Custom mappings in the SDK for targets, including renaming and basic expressions
@DouweM demonstrated in Demo Day on 2021-03-26 a fully serverless data pipeline running on Gitlab CI and the "reverse ETL" or "ETL-P" (P for publish) approach. The demo showcased a column-name remapping setting and I'd like to consider making that a standard feature in the SDK.
I also think it would be valuable as we are implementing this spec if we had a simple expression language to use for small conversions. For instance, if a target expects data rounded to a specific decimal point, or in a specific data format, a field concatenation or string split into multiple fields.
We can use DBT for this, but then we have to land the data locally and transform it.
- There are use cases where it would be much more efficient to stream directly from a source to a target without landing it first in the data repository.

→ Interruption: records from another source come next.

PR #2855, opened 2024-04-16
AVRO-3978: Upgrade main to build with Java 11 minimum

jbonofre:

Upgrade Avro `main` to build with Java 11 minimum (and remove reference to Java 8).

## Verifying this change

I verified the whole build worked on my machine.

## Documentation

Avro wiki should be updated to mention Avro 1.12.x will be Java 11 minimum, and Avro 1.11.x is still Java 8 compliant.


Fokko (approved):
This looks good. Thanks for working on this @jbonofre 

I think it makes sense to set the minimum to JDK17 as suggested on the devlist: https://lists.apache.org/thread/6vbd3w5qk7mpb5lyrfyf2s0z1cymjt5w

Spark 4 will support JDK17 as a minimum and I see more project going into that direction since JDK11 has lost support September 2023.

Fokko:
Looks like the integration tests are still relying on JDK8:

```
[INFO] Required toolchain: jdk [ version='8' ]
Error:  No toolchain matched from 3 found for type jdk
Error:  Cannot find matching toolchain definitions for the following toolchain types:
jdk [ version='8' ]
```

Looks like:

- We want to remove this link: https://github.com/jbonofre/avro/blob/af7b63af762bc2aab442abcae52ca56cba7f86c0/lang/java/pom.xml#L203
- We should update this setting as well: https://github.com/jbonofre/avro/blob/af7b63af762bc2aab442abcae52ca56cba7f86c0/lang/java/interop-data-test/pom.xml#L82

jbonofre:
@Fokko yup, updating it :) Thanks !

Fokko (approved):
Great first step towards JDK17 :)

jbonofre:
@Fokko I will create another PR for JDK11 for avro 1.x branch and update this one for JDK17

jbonofre:
@martin-g yes for 1.11 but what about 1.12 ? We keep JDK8 for 1.12 as well ?

Fokko:
My gist from the [mail list](https://lists.apache.org/thread/6vbd3w5qk7mpb5lyrfyf2s0z1cymjt5w):

- 1.11.4 will be JDK8+
- 1.12.0 will be JDK11+ (I suggested going to JDK17+ directly since security support has been dropped for JDK11 already, but didn't get a whole lot of replies :).

jbonofre:
👍 

Thanks @Fokko !

PR #2875, opened 2024-04-27
[doc] Fix import of java-example project

tomohavvk:
### What is the purpose of the change
This pull request addresses the issue concerning the importing of the `java-example` project, stemming from the error `Cannot resolve plugin org.apache.maven.plugins:maven-plugin:1.11.3`. 

Upon examination, it became evident that the `org.apache.maven.plugins:maven-plugin` version utilized was sourced from `${avro.version}` variable, which is not correct. However, determining the correct version of `org.apache.maven.plugins:maven-plugin` proved elusive.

- There are also small tweaks and customizations that a SaaS target may require, which don't in themselves warrant a dedicated DBT transform.
SimpleEval
One option which is built for safety and looks robust enough for these types of inline transformations is the simpleeval
library: https://pypi.org/project/simpleeval/
Examples from the website:
Simple math:
>>> s = SimpleEval()
>>> s.eval("1 + 1")
2
>>> s.eval('100 * 10')
1000
Variables and nested property access:
>>> simple_eval("foo.bar", names={"foo": {"bar": 42}})
42
Applications for Targets
Given an input row and a mapping dict, we could either append the contents of record with the provided mapping transformations, or we could replace the entire record dict with the output of those transformations. (This could be determined by the target developer.
Applications for Taps
This could be an alternative to the interim pipeplinewise-transform-field plugin, if provided to a tap that supports it, certain transformations could be expressed directly by the user in config as post-preocessing mapping transformations. When provided, these transformations could nullify or hash records without having to pass the data through a separate process.
Applications for Meltano config
It was mentioned in our post conversation that there may be a similar issue or feature request for meltano.yml config, allowing users to perform basic transformations within the yaml expressions similar to how environment variable expansion today allows them to pass in variables from the environment rather than hard coding them.